涙に逢うまでさようなら

相原家の前で「医者様モードの美紗様お見え」と送信すると、「読込中…」のティーシャツに茶色いスウェットパンツという姿の大翔が現れた。

「まだ読み込めないか」と真面目に言うと、大翔は自身の着ている服を見て「変に現状と一致してる」と笑った。


部屋の様子は、前回と同じだった。

大翔の動きもそうだった。

ベッドに座り、そのまま後ろへ倒れる。

「今日は去年のあの日か」

わたしが言うと、大翔は小さく笑った。

はあ、とため息にも似た息を続ける。

「なんか、もういいかなあ。

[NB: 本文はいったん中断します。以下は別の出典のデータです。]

PR #252, opened 2018-11-30
Serve Swagger API JSON along with YAML

dinvlad:
Ticket: https://broadinstitute.atlassian.net/projects/GAWB/issues/GAWB-4013

I'd like to add support for fetching Sam Swagger API doc in JSON format.

This will be useful, for example, for calling Sam API from Google Cloud Deployment Manager. The latter can use external APIs, however we must provide a public URL to the Swagger doc in JSON format (YAML is not supported). However, currently only YAML is published in Sam (`/api-docs.yaml`).

The proposed solution is to convert YAML to JSON at build time, and include it as an additional route in Swagger UI (`/api-docs.json`).

---

**PR checklist**

### DIFF
--- a/.gitignore
+++ b/.gitignore
@@ -13,6 +13,7 @@ dist/*
 target/
 lib_managed/
 src_managed/
+src/main/resources/swagger/api-docs.json
 project/boot/
 project/plugins/project/
 docker/stand-alone/server.crt
--- a/docker/build.sh
+++ b/docker/build.sh
@@ -91,9 +91,12 @@ function make_jar()
     echo "building jar..."
     OPENDJ=$(bash ./docker/run-opendj.sh start jenkins | tail -n1)
     echo $OPENDJ
-    
+
     # Get the last commit hash of the model directory and set it as an environment variable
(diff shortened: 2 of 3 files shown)


Qi77Qi (approved):

Qi77Qi:
can you update swagger file as well for the added endpoint https://github.com/broadinstitute/sam/blob/develop/src/main/resources/swagger/api-docs.yaml

dinvlad:
Sure - `/api-docs.yaml` itself is not in that file though, is that expected?

Qi77Qi:
oh, mmm, then I'm not sure if it should actually be in there... maybe we don't want to expose it to user. 
 @dvoet or @MatthewBemis can you guys comment on this?

dvoet (approved):

dvoet:
jenkins retest

dinvlad:
I think we no longer have a need for this. It turns out that the API is not compatible with Deployment Manager, which puts particular requirements on CRUD operations supported by the API. So feel free to close it if you think others won't benefit from it. Thanks

Qi77Qi:
thanks @dinvlad . I think in that case, we can just close this one. We can always reopen this if needed

PR #258, opened 2018-12-06
use ehcache for memberOf lists

dvoet:
This PR adds 2 caches to sam:
- memberOf cache: for each user cache the results of the query that lists which groups the user is a member of. This call is particularly hard on opendj because it is a computed result and it produces a lot of data. Caching this means that when users are added or removed from groups it can take up to the cache expiry for the change to take effect.
- resource cache: cache the results when we load a resource (specifically auth domains). A single one of these calls is not a big deal but in the course of listing resource policies we need to load hundreds or thousands of resources. And they never change.
---

**PR checklist**

### DIFF
--- a/src/main/scala/org/broadinstitute/dsde/workbench/sam/directory/LdapDirectoryDAO.scala
+++ b/src/main/scala/org/broadinstitute/dsde/workbench/sam/directory/LdapDirectoryDAO.scala
@@ -24,7 +24,7 @@ class LdapDirectoryDAO(
     protected val ldapConnectionPool: LDAPConnectionPool,
     protected val directoryConfig: DirectoryConfig,
     protected val ecForLdapBlockingIO: ExecutionContext,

俺も資格で固めようかな……」

そんなの大翔のやりたいこととは違うじゃないかと並べそうになった声を飲み込む。

息を吸い込み、ふざけた声を出す喉を作った。

「大馬鹿者め。諦めるのか? 貴様の夢は、兄貴や家族を見返すことなんだろ?

兄貴よりいい大学に行って、兄貴よりいいところに就職する。

それが貴様の夢だったろ? 四の五の言わず、もういっちょ受けてみやがれってんだ」

素からはかけ離れた熱血キャラを演じると、大翔は静かに笑った。

ゆっくりと起き上がる。

「我が家は、おたく藤城家と違って金が有り余っているわけじゃないんだよ」

わたしは大翔から目を逸らした。

そう言われてしまえば返す言葉はなかった。

自分の家が特別裕福であると思っているわけではない。

大学の受験に金がかかるのは事実だった。